Huge Dividend Growth In An Unexpected Place: Seagate Technology PLC (STX), Intel Corporation (INTC)

I’ll admit that sometimes companies surprise me with their dividend increases. I feel like I have a good handle on which companies are reliable dividend payers, and which ones aren’t. Consider this, from the beginning of 2012 until now, Seagate Technology PLC (NASDAQ:STX) has increased their dividend by 52%. Very few companies can claim such a huge increase in such a small amount of time.

A Terabyte Sized Hole In This Theory
I know that some investors are already skeptical because I’m referring to a company that makes hard drives. The popularity of streaming audio and video, flash memory, and cloud storage, might suggest that the traditional hard drive is dead. There is just one big hole in that theory, no one told Seagate or their main competitor Western Digital Corp. (NASDAQ:WDC).

Seagate Technology PLC (NASDAQ:STX)The truth is, there is still a vast need for traditional storage. Seagate and Western Digital pretty much own the traditional hard drive market, and they are also moving into mobile storage and cloud storage as well. The fact that Seagate saw hard drive shipments jump 24%, and Western Digital saw their shipments increase 107% from a year ago, is further proof that the industry is anything but dead. This also argues well for the traditional computing market, which should be good news for both Microsoft Corporation (NASDAQ:MSFT) and Intel Corporation (NASDAQ:INTC).

The Industry Is Growing?
If you look at market research for the hard drive industry, there are two things driving Seagate and their competition forward. First, the proliferation of smartphones and tablets creates a storage need that these devices just can’t handle. For every picture or video shot on a smartphone, there is a need to store these files. When a consumer can buy a 1 TB Seagate external drive for $86 on, Inc. (NASDAQ:AMZN), or buy 1 TB of cloud storage from Amazon for $500 a year, there is no real decision to be made.

The second growth driver is the shortage in the hard drive market caused by the Thailand floods. These floods disrupted the supply chain, and caused a shortage that isn’t expected to be resolved fully until 2014 according to some experts. In addition, hard drive shipments are expected to increase, “at least through 2016”. This increase is expected to be driven by the increased need to store digital content, and from enterprise sales. Microsoft and Intel investors take note, as these companies dominate the enterprise space.

Third, Windows 8 is expected over time to move customers to replace their computers. Windows 8 just works better with a touch screen device, and this wasn’t a standard feature on most desktop or laptop systems in the last several years. Intel’s development of the Ultrabook segment would seem to spell the death of traditional hard drives, but in most cases manufacturers are sticking with ultra light traditional mobile hard drives.

A Market Leader With A High Yield
Seagate reported earnings recently that beat expectations. Revenue increased nearly 15%, but EPS increased just slightly. However, EPS was affected primarily by higher expenses from the Samsung hard drive business acquisition and the LaCie acquisition. Seagate estimated that it took 43% market share in the last three months.

While Western Digital did show better revenue and EPS growth, the comparison is a bit unfair because of the previously mentioned acquisition expenses for Seagate. In addition, Seagate beat Western Digital in two areas of particular importance to investors. First, Seagate grew free cash flow by 199% versus 103.88% growth at Western Digital. Second, Seagate’s current yield of 4.5% is significantly higher than Western Digital at 2.14%.

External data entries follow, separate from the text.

PR #16962, opened 2019-02-14
fix: Patch download architecture for ARM (fixes ARM broken install)

headmelted:
Electron no longer produces an 'arm' build, and now labels it 'armv7l'.  As NPM still uses 'arm', we need to patch the variable name here or the download fails with a 404 error like so:

 Error: GET https://github.com/electron/electron/releases/download/v3.1.3/electron-v3.1.3-linux-arm.zip returned 404

#### Checklist

- [ ] `npm test` passes

#### Release Notes

Notes:

### DIFF
--- a/npm/install.js
+++ b/npm/install.js
@@ -28,7 +28,7 @@ download({
   cache: process.env.electron_config_cache,
   version: version,
   platform: process.env.npm_config_platform,
-  arch: process.env.npm_config_arch,
+  arch: ( process.env.npm_config_arch == 'arm' ? 'armv7l' : process.env.npm_config_arch ),
   strictSSL: process.env.npm_config_strict_ssl === 'true',
   force: process.env.force_no_cache === 'true',
   quiet: process.env.npm_config_loglevel === 'silent' || process.env.CI


headmelted:
The linked issue isn't exactly the same problem - we'll still be getting passed "arm" but will need to re-direct to "armv7l" in that instance.

In the linked version we would fall back to the current architecture and version - but this would mean the options are either "be on a native armhf system" or "pass armv7l" - some scenarios can do neither.

In any case what we think of as "arm" is the "armv7l" in all cases, as ARM64 is handled seperately anyway - so this should be hard-coded on the way _**in**_ to electron-download, unless I've missed something?

(i.e. the electron download patch is approaching the native case - changing it here approaches the "passing arch in" case).

MarshallOfSound:
That PR should (in it's ideal state) handle people passing in `arm` and automatically download `armv7l` instead.  (I think that's what it does at the moment, just waiting for some tests)

zcbenz:
I'm closing this PR since there has been no update from the op for 5 months.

Are There Other Options? Yes…But…
To be fair, there are a few ways to play the “non-death” of the hard drive industry. First, Microsoft should be a beneficiary as Windows 8 ramps up and more customers become accustomed to its touch screen capabilities. Seagate’s lineup of solid-state and traditional hard drive options are cheap components that could make touch capable laptops just as appealing as some tablets. Microsoft’s yield of 3.29%, and forward P/E ratio of 9.8 is attractive. The company’s push into mobile devices with the Surface tablet and Windows Phone could lead to better mobile sales as well.

A second option would be to look at Intel. Like Seagate and Western Digital, some investors think Intel is being left behind with the mobile revolution, but don’t count Intel out yet. The company’s 4.21% yield helps while patient investors wait for Intel’s mobile investments to pay off. In addition, the stock trades for about 11 times earnings and analysts are calling for over 12% EPS growth in the next few years. As the overall computing and smartphone market grows, you can bet that Intel will find a way inside.

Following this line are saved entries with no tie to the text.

PR #16742, opened 2019-02-05
feat: promisify webContents.savePage()

codebytere:
#### Description of Change

This PR promisifies `webContents.savePage()`. There was, unfortunately, no way to perfectly maintain backwards compatibility that I was able to see; previously, this method returned a Boolean and called the callback with an error but now it calls the callback with both the Boolean and the error and returns nothing.

cc @deepak1556 @ckerr 

#### Checklist

- [x] PR description included and stakeholders cc'd
- [x] `npm test` passes
- [x] tests are [changed or added](https://github.com/electron/electron/blob/master/docs/development/testing.md)
- [x] relevant documentation is changed or added
- [x] PR title follows semantic [commit guidelines](https://github.com/electron/electron/blob/master/docs/development/pull-requests.md#commit-message-guidelines)
- [x] [PR release notes](https://github.com/electron/clerk/blob/master/README.md) describe the change in a way relevant to app developers, and are [capitalized, punctuated, and past tense](https://github.com/electron/clerk/blob/master/README.md#examples).

#### Release Notes

Notes: Converted `webContents.savePage()` to return a Promise instead of taking a callback.

PR #16967, opened 2019-02-14
feat: promisify webContents.savePage()

codebytere:
#### Description of Change

Backport of https://github.com/electron/electron/pull/16742.

#### Checklist

- [ ] `npm test` passes

#### Release Notes

Notes: Converted `webContents.savePage()` to return a Promise instead of taking a callback.

### DIFF
--- a/spec/api-browser-window-spec.js
+++ b/spec/api-browser-window-spec.js
@@ -2532,12 +2532,8 @@ describe('BrowserWindow module', () => {
 
     it('should save page to disk', async () => {
       await w.loadFile(path.join(fixtures, 'pages', 'save_page', 'index.html'))
-      const error = await new Promise(resolve => {
-        w.webContents.savePage(savePageHtmlPath, 'HTMLComplete', function (error) {
-          resolve(error)
-        })
-      })
-      expect(error).to.be.null()
+      await w.webContents.savePage(savePageHtmlPath, 'HTMLComplete')
+
       assert(fs.existsSync(savePageHtmlPath))
       assert(fs.existsSync(savePageJsPath))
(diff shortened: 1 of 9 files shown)


spec/api-browser-window-spec.js
```diff
@@ -2532,12 +2532,8 @@ describe('BrowserWindow module', () => {
 
     it('should save page to disk', async () => {
       await w.loadFile(path.join(fixtures, 'pages', 'save_page', 'index.html'))
-      const error = await new Promise(resolve => {
-        w.webContents.savePage(savePageHtmlPath, 'HTMLComplete', function (error) {
-          resolve(error)
-        })
-      })
-      expect(error).to.be.null()
```
jkleinsc: Shouldn't we keep the assert that error is null, eg change the await to contain a try/catch or use .then().catch()

codebytere:
@jkleinsc this one's a WIP for now bc it's pending some linting failures (lint weirdly didn't run here?) resultant of changes that would affect our typescript definitions' smoke tests

spec/api-browser-window-spec.js
codebytere: In promise-land the only place to assert this error expectation would be in something like `.catch(err)`, but a catch function would only ever be triggered if there _is_ an error..so i'm fairly certain that's it'd be a catch-22 codepath in that it would never be asserted 99% of the time and the other 1% of the time it would fail by necessity of the conditions necessary to reach that assertion in the first place 🤔

jkleinsc: ok I think I'm fine with that as there are other asserts to verify savePage worked.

However, Seagate looks like an excellent choice at current prices. The shares trade for just 6.4 times projected earnings, and though analysts are calling for stagnant growth, the combination of a growing market and pricing power argues otherwise. With a high yield that is covered by a free cash flow payout ratio of just 24%, Seagate has the best combination of yield and payout ratio among the companies we’ve looked at. With a low payout ratio and a nice yield, it’s not hard to see how Seagate could help investors drive nice returns for their portfolio.